PR #13747, opened 2026-05-20
feat(agent): Connect in-app agent to langfuse MCP

bezbac:

This PR connects the in-app agent to the Langfuse MCP server by creating an ephemeral project API key per agent session, wiring it into `ClaudeAgentAdapter` as an HTTP MCP server, and deleting the key when the stream finishes. It also extracts the shared `deleteApiKeyFromDb` helper from `ApiAuthService` into `packages/shared`.

- **Ephemeral MCP key lifecycle**: `withInAppAgentMcpApiKeyCleanup` creates an in-app-agent-scoped key before starting the stream, passes it and a cleanup callback into `createAgUiStream`, and the `onFinish` hook deletes the key when the stream closes or is cancelled. The existing `isInAppAgentKey` field scopes the key to MCP-only endpoints and individual tools that opt-in via `allowInAppAgentKey: true`.
- **Stream lifecycle improvements**: `closed`, `subscription`, and `abortHandler` are lifted to the outer scope so the new `cancel()` handler can clean up the abort listener and call `finish()` symmetrically with the abort/complete paths — directly addressing the previous gap where `cancel()` left the listener dangling.
- **Refactor**: `deleteApiKeyFromDb` is extracted as a standalone function in `packages/shared`, with `ApiAuthService.deleteApiKey` and the new handler both delegating to it.
</details>

The changes are safe to merge. The ephemeral key lifecycle is correctly guarded against synchronous errors, the abort-listener leak is fixed, and double-deletion is prevented by the `cleanupPromise` dedup guard.

No correctness defects found in the changed paths. The key creation, MCP wiring, and cleanup flow all handle the expected error conditions. The previously noted gaps (try/finally for sync throws, abort listener cleanup) are both addressed in this PR.

</details>

```mermaid
sequenceDiagram
    participant Client
    participant Handler
    participant DB
    participant Agent as ClaudeAgentAdapter
    participant MCP

    Client->>Handler: POST agent request
    Handler->>DB: create ephemeral API key (isInAppAgentKey flag)
    DB-->>Handler: mcpApiKey record
    Handler->>Agent: createAgUiStream with MCP config
    Handler-->>Client: streaming Response

    loop Agent execution
        Agent->>MCP: tool call with Basic auth
        MCP->>DB: verify auth header
        DB-->>MCP: key valid
        MCP-->>Agent: tool result
        Agent-->>Client: SSE events
    end

    alt stream finishes or is cancelled
        Agent->>Handler: onFinish fires
        Handler->>DB: delete ephemeral key
    end

    alt synchronous error during stream setup
        Handler->>DB: delete ephemeral key via catch block
    end
```
</details>

<sub>Reviews (2): Last reviewed commit: ["feat(agent): Connect in-app agent to lan..."](https://github.com/langfuse/langfuse/commit/b162971e16bc2737929d0a488bd25f4610d58af7) | [Re-trigger Greptile](https://app.greptile.com/api/retrigger?id=33408058)</sub>


bezbac:
@greptileai

martingarramon (commented):
Two questions on the ephemeral key lifecycle:

**Cleanup failure can leave the key alive**

`finish()` in `createAgUiStream` calls `onFinish` via `void Promise.resolve(...).catch(console.error)`. If the key deletion hits a transient error, the exception is logged and dropped. The `cleanupPromise = undefined` reset in `cleanupMcpApiKey`'s catch block looks like it enables a retry, but `finished = true` in `finish()` means `finish()` never fires `onFinish` again — the reset is dead code in this call path. If cleanup fails in this path, the MCP key appears to remain live unless another cleanup path handles it. Is a retry or fallback intended here?

**Process crash between key creation and stream completion**

Keys are created with `isInAppAgentKey: true`. Is there a background job that sweeps orphaned in-app-agent keys (e.g. keys older than a session TTL with `isInAppAgentKey: true`)? Not seeing one in this PR — noting it in case it lives elsewhere.

web/src/features/in-app-agent/server/agent.ts
```diff
@@ -37,11 +43,24 @@ export function createAgUiStream(params: {
...
     title: ASSISTANT_TITLE,
     systemPrompt: ASSISTANT_SYSTEM_PROMPT,
-    allowedTools: [],
+    allowedTools: ["mcp__langfuse__*"],
+    mcpServers: {
+      langfuse: {
+        type: "http",
+        url: params.options.langfuseMcp.url,
+        headers: {
+          Authorization: langfuseMcpAuthHeader,
```
nimarb, line 60: on eg connection error, this will probably leak into logs

bezbac: I just tried it, MCP failures would not trigger the `error` branch of the `.subscribe`. One can see that the MCP failed by looking at the "system:init" event in the normal `next` branch (Line 155). We're not currently logging all of the events. Even if we were logging them, the "mcp_servers" part of the event includes an object that just says "failed", not logging the header: `{ "name": "langfuse", "status": "failed" }`

nimarb (approved):

PR #199, opened 2021-05-04
test(vue): ensure eslint is OK in the generated vue project

louis-bompart:
## Proposed changes

Based on #198.
Simply ensure that `npm start` in the Vue Project does not write a matcher specific to ESLint issues (from what I experienced).
It required some refactoring to 'split' the specs into two parts: one with a server started (and once to not waste too much time), another with no server running to be able to run it and check what's what.

## Testing
Checked in two parts:
 1. By adding bogus code into a Vue file and ensuring there was an error and the test tripped.
 2. By removing the aforementioned bogus code and ensuring the test passed.
 
This was done on my machine, I expect `#2` to pass also on the CI, obviously. 

-----
CDX-237


louis-bompart:
Third wagon of the PR train 🚂, needs #198 first.

olamothe (approved):

y-lakhdar (approved):

PR #205, opened 2021-05-06
test(cli): add timestamps in log files

y-lakhdar:
https://coveord.atlassian.net/browse/CDX-300

## Proposed changes

Prepend a timestamp on every line that is added to the artifacts.
This will help knowing how long each spawn process takes
image

-----
CDX-300

### DIFF
--- a/packages/cli-e2e/utils/terminal/terminal.ts
+++ b/packages/cli-e2e/utils/terminal/terminal.ts
@@ -8,6 +8,7 @@ import type {When} from './when';
 import {ProcessManager} from '../processManager';
 import {Orchestrator} from './orchestrator';
 import {FileLogger} from '../filelogger';
+import {WriteStream} from 'node:fs';
 
 /**
  * An helper class to manipulate processes that interact with a TTY.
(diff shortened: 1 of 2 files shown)


y-lakhdar:
Just doing some tests with the github action before marking the PR ready for review

packages/cli-e2e/utils/terminal/terminal.ts
```diff
@@ -35,11 +36,22 @@ export class Terminal {
...
+    this.logIntoFile(fileLogger);
     this.orchestrator = new Orchestrator(this.childProcess);
   }
 
+  private logIntoFile(fileLogger: FileLogger) {
+    const appendTimestamp = (stream: WriteStream) => () =>
+      stream.write(fileLogger.getTimestamp());
+
+    this.childProcess.stdout.on('data', appendTimestamp(fileLogger.stdout));
+    this.childProcess.stderr.on('data', appendTimestamp(fileLogger.stderr));
```
louis-bompart, line 49: I think it'd be better to do something akin to:
chilldProcess.stdout pipe into a 'timestamper' and then the timestamper pipe into the file.

y-lakhdar:
> @y-lakhdar decline in favor of #207 ?

Yes, let's merge #207

PR #206, opened 2021-05-06
test(cli): increase E2E timetout for angular

y-lakhdar:
https://coveord.atlassian.net/browse/CDX-299

## Proposed changes

The angular E2E tests sometime fail and I suspect a timeout issue. In this PR, we simply give a couple more minutes to the angular setup phase.

Once #205 is merged, we will be able to confirm if the errors are caused by an insufficient timeout by inspecting the log timestamps.

-----
CDX-299

### DIFF
--- a/packages/cli-e2e/__tests__/angular.specs.ts
+++ b/packages/cli-e2e/__tests__/angular.specs.ts
@@ -77,7 +77,7 @@ describe('ui:create:angular', () => {
     browser = await getNewBrowser();
     await buildApplication(buildProcessManager);
     await buildProcessManager.killAllProcesses();
-  }, 15 * 60e3);
+  }, 20 * 60e3);
 
   beforeEach(async () => {
     jest.resetModules();
@@ -107,7 +107,7 @@ describe('ui:create:angular', () => {
       serverProcessManager = new ProcessManager();
       processManagers.push(serverProcessManager);
       await startApplication(serverProcessManager);
-    }, 5 * 60e3);
+    }, 15 * 60e3);
 
     beforeEach(async () => {
       consoleInterceptor = new BrowserConsoleInterceptor(page, projectName);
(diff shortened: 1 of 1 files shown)


packages/cli-e2e/__tests__/angular.specs.ts
```diff
@@ -130,7 +130,7 @@ describe('ui:create:angular', () => {
 
     it('should not contain console errors nor warnings', async () => {
       await page.goto(searchPageEndpoint, {
-        waitUntil: 'networkidle0',
+        waitUntil: 'networkidle2',
```
louis-bompart, line 133: What does motivate you to change from idle0 to idle2?

louis-bompart:
Looks good, overall.
However, like you mentioned in your description, I would wait for #205 and see it in action first.

If we want to be confident in our test, we need to be quite sure of the source of the problem when we do a fix.

I personally think that it's possible that it's just a timeout issue, but I'd prefer to be more certain.

packages/cli-e2e/__tests__/angular.specs.ts
y-lakhdar: I came across this [issue](https://github.com/puppeteer/puppeteer/issues/1908)

y-lakhdar:
> Looks good, overall.
> However, like you mentioned in your description, I would wait for #205 and see it in action first.
> 
> If we want to be confident in our test, we need to be quite sure of the source of the problem when we do a fix.
> 
> I personally think that it's possible that it's just a timeout issue, but I'd prefer to be more certain.

Sorry, I updated the PR a couple minutes before your comment (hoping no one would notice XD).
I ran the E2E tests locally with the timestamps and was able to reproduce the same timeout error. The thing is that the setup phase had plenty of time to finish... so the setup timeout has nothing to do with the test failing.

I also noticed that the test that was intermittently failing was the one testing the console errors... and that's when I found this [issue](https://github.com/puppeteer/puppeteer/issues/1908)

olamothe (approved):

PR #217, opened 2021-05-13
fix(vue): .eslintrc blocks user from commiting

y-lakhdar:
## Proposed changes

Removed `.eslintrc` file from `search-token-server` package as it does not have any additional effect. Furthermore, the `extends` property in that eslint file was pointing to an invalid path once added to a ui project.

The `/server` folder will be linted based on the project configuration (root eslint file)

## Testing

E2E tests to ensure the project can be commited without the `lint-staged` hook to fail.

-----
CDX-320


packages/search-token-server/.eslintrc
```diff
@@ -1,6 +0,0 @@
-{
-  "extends": "../../.eslintrc",
-  "rules": {
-    "node/no-unpublished-import": ["off"]
```
y-lakhdar, line 4: has no effect since all dependancies should be listed in the package.json

packages/search-token-server/.eslintrc
```diff
@@ -1,6 +0,0 @@
-{
-  "extends": "../../.eslintrc",
```
y-lakhdar, line 2: this line breaks point to an invalid path once added to a ui project (react, angular, vue)

packages/search-token-server/app.ts
```diff
@@ -7,7 +7,7 @@ const app = express();
 
 app.use(express.json());
 
-app.get<{}, any, {token: string}>(
+app.get<Record<string, never>, any, {token: string}>(
```
olamothe, line 10: Maybe: `Record<string, unknown>` ?

olamothe (approved):

packages/search-token-server/app.ts
y-lakhdar: `any` would work, but not `unknown` because of this condition: `Type 'unknown' is not assignable to type 'string'.`

packages/vue-cli-plugin-typescript/generator/index.js
```diff
@@ -12,6 +12,8 @@ module.exports = (api, options, rootOptions) => {
       '@coveo/search-token-server': '*',
       buefy: '^0.9.4',
       concurrently: '^5.3.0',
+      dotenv: '^9.0.2',
+      'fs-extra': '^10.0.0',
```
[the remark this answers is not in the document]
y-lakhdar: It's because the generated project depends on these 2 packages.
Currently we were lucky because these packages are available though other packages, hence why it never failed.

packages/search-token-server/app.ts
y-lakhdar: now that server/ has its own estlint, I will revert to the original type

PR #224, opened 2021-05-17
fix(vue): .eslintrc blocks user from commiting 

y-lakhdar:
An  exact copy of the PR #217
-----
CDX-320


packages/cli-e2e/utils/misc.ts
```diff
@@ -0,0 +1,56 @@
+import {ProcessManager} from './processManager';
```
louis-bompart, line 1: Rename the file git.ts

`misc` it's a large net :P

I know us developer, we're a lazy bunch and we'll end up dropping everything in there 😂  (or maybe it's just me 🤷 )

louis-bompart (approved):
lgtm!

olamothe (approved):

PR #229, opened 2021-05-19
feat: assign a dynamic port to both front and back ends on all ui projects

y-lakhdar:
## Proposed changes

Prevent the application to crash if the specified ports are already in use. Instead, the next available ports will be held for both the front-end application and search token server.
The idea is to run a script (`script/port-allocator.js`) upstream to allocate available ports to the front and back. The script checks if a port has already been specified by the user.
In all cases, a validation ensures that the port is actually available.

For React and Vue, it’s pretty straightforward: Run the port-allocator logic and hold the available port in a .env file. However, it is getting a little bit trickier with Angular.

Angular uses `environment.ts` files to store environment variables. It becomes very difficult (and against the Angular best practices) to read values from an `.env` file. In this case, the port-allocator service will directly read and update the `environment.ts` file with the appropriate port to the search token server.

There is a very tiny chance of a race condition if another process starts using the same port number as you in between the time you get the port number and you actually start using it... but seriously...

## Testing

- [ ] E2E Tests: Add a test in which the application tries to run on a busy port
- [x] Manual Tests:
    Tested with the 3 frameworks. Whenever the web application (or search token server) tries to run on a busy port, they get allocated available ports.

-----
CDX-99


y-lakhdar:
Sorry. I wanted to open the PR in draft mode
Actual PR is in #230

--------------------------------

Please reproduce exactly the lines from the first one of the records above through the line containing "This PR connects", both included, and nothing else.

**REPLY TO THE EXERCISE**.
PR #13747, opened 2026-05-20
feat(agent): Connect in-app agent to langfuse MCP

bezbac:

This PR connects the in-app agent to the Langfuse MCP server by creating an ephemeral project API key per agent session, wiring it into `ClaudeAgentAdapter` as an HTTP MCP server, and deleting the key when the stream finishes. It also extracts the shared `deleteApiKeyFromDb` helper from `ApiAuthService` into `packages/shared`.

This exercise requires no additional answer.